I wont say we are typical but… we have had great luck with the BC1800’s could be the best hand fed machine ever built. We have one with thousands of hours on it, after over 10 years, we spent 4k on it and rebuilt everything and it is like a brand new chipper, it has been sent to light duty now, it only does line clearance, but it is still a very nice chipper.
We have a woodsmen with over well over 4k hrs on it (I think its more like 8k but want to check Monday), it goes out every day and there is no end in sight for that. You need to look the machine over very carefully, if you don’t know what you are looking for, find some who does.

IMHO Morbark makes the worst designed machine out there


----------



## ForTheArborist (Oct 2, 2011)

I'd say the Vermeer 1000 is the most popular sized/brand chipper around here. That one must make up at least half of the chipper population around here.


----------



## mattfr12 (Oct 2, 2011)

MarquisTree said:


> I wont say we are typical but… we have had great luck with the BC1800’s could be the best hand fed machine ever built. We have one with thousands of hours on it, after over 10 years, we spent 4k on it and rebuilt everything and it is like a brand new chipper, it has been sent to light duty now, it only does line clearance, but it is still a very nice chipper.
> We have a woodsmen with over well over 4k hrs on it (I think its more like 8k but want to check Monday), it goes out every day and there is no end in sight for that. You need to look the machine over very carefully, if you don’t know what you are looking for, find some who does.
> 
> IMHO Morbark makes the worst designed machine out there


 
I tried to demo a bc1800 but around here getting that done was like pulling teeth. so i went with bandit. i even offered to rent it for a week, couldnt get it done.

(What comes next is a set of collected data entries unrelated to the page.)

PR #153, opened 2020-01-14
Add System.Time and endtime to notification

### LINKED ISSUE #81: Request : Episode duration / Ends time
Hello !
In my opinion ,that could be a great upgrade to add to the fancy panel the duration of the next episode or even better the ends time (Ends At : 8:00am). 
If this could be possible to integer this feature to a future version that would be awesome. 
Thanks !

dagwieers:
This PR includes:
- Changes to the skin to add Time and next endtime
- New `endtime` window property

This fixes #81 

The implementation looks like this:
screenshot023

### DIFF
--- a/resources/language/resource.language.de_de/strings.po
+++ b/resources/language/resource.language.de_de/strings.po
@@ -27,6 +27,10 @@ msgctxt "#30008"
 msgid "Up Next"
 msgstr "Als Nächstes"
 
+msgctxt "#30009"
+msgid "Ends at: $INFO[Window.Property(endtime)]"
+msgstr "Endet um: $INFO[Window.Property(endtime)]"
+
 msgctxt "#30010"
 msgid "Continue watching"
 msgstr "Wiedergabe fortsetzen"
--- a/resources/language/resource.language.en_gb/strings.po
+++ b/resources/language/resource.language.en_gb/strings.po
@@ -26,6 +26,10 @@ msgctxt "#30008"
 msgid "Up Next"
 msgstr ""
 
+msgctxt "#30009"
+msgid "Ends at: $INFO[Window.Property(endtime)]"
+msgstr ""
+
 msgctxt "#30010"
 msgid "Continue watching"
 msgstr ""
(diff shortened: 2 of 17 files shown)


dagwieers:
So I am wondering whether we should be adding this to the v1.1.0 release as well.
The implementation is rather simple and quite efficient. I was surprised how easy this was.

im85288:
Looks great, let's squeeze it in

notoco:
Does this work with Netflix's library? Somehow I can't get information about the end - both in Netflix and through the library imported from Netflix...

dagwieers:
At least the provided runtime from Netflix's metadata (in Europe?) is off by a few minutes due to translation credits. So it may not be exact.

Not sure if runtime is provided by Netflix add-on and cannot very at this time. @CastagnaIT ?

CastagnaIT:
as I explained in the issue, the problem on netflix is that the video played on the website,
is not the same as the one reproduced on Kodi.

CastagnaIT:
as i explained in the issue, the problem on netflix is that the video played on the website,
is not the same as the one reproduced on Kodi.

In some cases the same video played on Kodi, is missing af a part of the final credits that on the website are viusualized after the final logo of netflix.

for this reason the length of the metadata is wrong, but not because it is really wrong, but because there is obviously something wrong with the way we request the videos

so for the moment it's not reliable,
and now I have no idea how to fix it

notoco:
And all clear. Thanks.

dagwieers:
> as i explained in the issue, the problem on netflix is that the video played on the website,
is not the same as the one reproduced on Kodi.

That is not really relevant here, the question was if the runtime of the next episode was provided to Up Next. As @notoco mentioned this information was missing on-screen.

CastagnaIT:
yes,
i should be able to add a 'runtime' value without any problem

but maybe i found an alternative solution to get the right runtime value, i am not 100% sure
only in theory, i will have to do some tests
i will let you know

CastagnaIT:
ok the alternative solution do not work

@notoco i have added the runtime value anyway
it could be wrong in some cases by a few minutes for the problem explained before,
but even if it's not perfect at least there is

If you can test with: https://github.com/CastagnaIT/plugin.video.netflix/pull/442
let me know

notoco:
Works!

PR #166, opened 2020-01-20
Do not show "Ends at:" when endtime is missing

dagwieers:
This PR includes:
- Avoid showing "Ends at:" when no endtime was available
- Do not strip leading zeroes as "0:34" becomes ":34"
- Small update to changelog (French was missing)


dagwieers:
This is an easy fix, and probably one that requires a new minor release (v1.1.1), but let's not rush into it. We might see more reports the coming days that could go into v1.1.1.

PR #172, opened 2020-02-17
fixed incorrectly formatted endtime

### LINKED ISSUE #169: Window.Property(endtime) wrong
Just noticed it a few time that Window.Property(endtime) is populated wrong

Example:
Correct -> 21:15 
Window.Property(endtime) -> 2121:15

It looks like the hours are duplicated (hh+hh+ss)

Maven85:
This PR fixes #169 

**Background**
https://github.com/xbmc/xbmc/issues/15862

### DIFF
--- a/resources/lib/utils.py
+++ b/resources/lib/utils.py
@@ -149,5 +149,5 @@ def localize(string_id):
 
 def localize_time(time):
     """Localize time format"""
-    time_format = getRegion('time').replace(':%S', '')  # Strip off seconds
+    time_format = getRegion('time').replace('%H%H', '%H').replace(':%S', '')  # Strip off seconds
     return time.strftime(time_format)


resources/lib/utils.py
```diff
@@ -149,5 +149,5 @@ def localize(string_id):
 
 def localize_time(time):
     """Localize time format"""
-    time_format = getRegion('time').replace(':%S', '')  # Strip off seconds
+    time_format = getRegion('time').replace('%H%H', '%H').replace(':%S', '')  # Strip off seconds
```
dagwieers: I am concerned.
In what situation would that ever be %H%H where this would not be a problem otherwise?

I need to understand this before considering any solutions. It might as well be a bug upstream.

resources/lib/utils.py
```diff
@@ -149,5 +149,5 @@ def localize(string_id):
...
     return time.strftime(time_format)
```
dagwieers: I am concerned.
In what situation would that ever be %H%H where this would not be a problem otherwise?

I need to understand this before considering any solutions. It might as well be a bug upstream.

dagwieers: Ok I read the bugreport now 😄

dagwieers:
IMO this is a bug that should be fixed upstream first and foremost. Even in Kodi v18.6.
We shouldn't be delaying backporting this bugfix. The faster this gets backported, the better.

And this PR should also provide context to why this is need and when it can be removed eventually.

dagwieers:
No, don't close it. I want to have fix in Up Next, but it needs some comments to why we do this, with a link to the original issue. So in the future we can remove it when it is no longer relevant.

dagwieers:
Can you reopen this?

Maven85:
Sorry, I deleted my branch. Therefore I cannot open this PR again.

Should I create a new PR?

im85288:
@Maven85  - Yes just create a new PR

Maven85:
I created a PR for Kodi.

https://github.com/xbmc/xbmc/pull/17380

vermeer might be alright but after i bought 2 machines that where like toys i was done. bc1000 and bandit 250xp in my mind has no comparison thier night and day. never got to see an 1800xl tho.

as for a larger chipper im gonna go with the 1890 heavy duty model bandit.


----------



## epicklein22 (Oct 2, 2011)

MarquisTree said:


> I wont say we are typical but… we have had great luck with the BC1800’s could be the best hand fed machine ever built. We have one with thousands of hours on it, after over 10 years, we spent 4k on it and rebuilt everything and it is like a brand new chipper, it has been sent to light duty now, it only does line clearance, but it is still a very nice chipper.
> We have a woodsmen with over well over 4k hrs on it (I think its more like 8k but want to check Monday), it goes out every day and there is no end in sight for that. You need to look the machine over very carefully, if you don’t know what you are looking for, find some who does.
> 
> *IMHO Morbark makes the worst designed machine out there*


 
I think we need a little more info on that last statement. We have a morbark 17 at my work and it is over 20 years old! Just rock solid. Maybe you are talking about their lastest offerings? We have a newer 13 and it kicks butt as well. Haven't heard anything bad about morbark before. 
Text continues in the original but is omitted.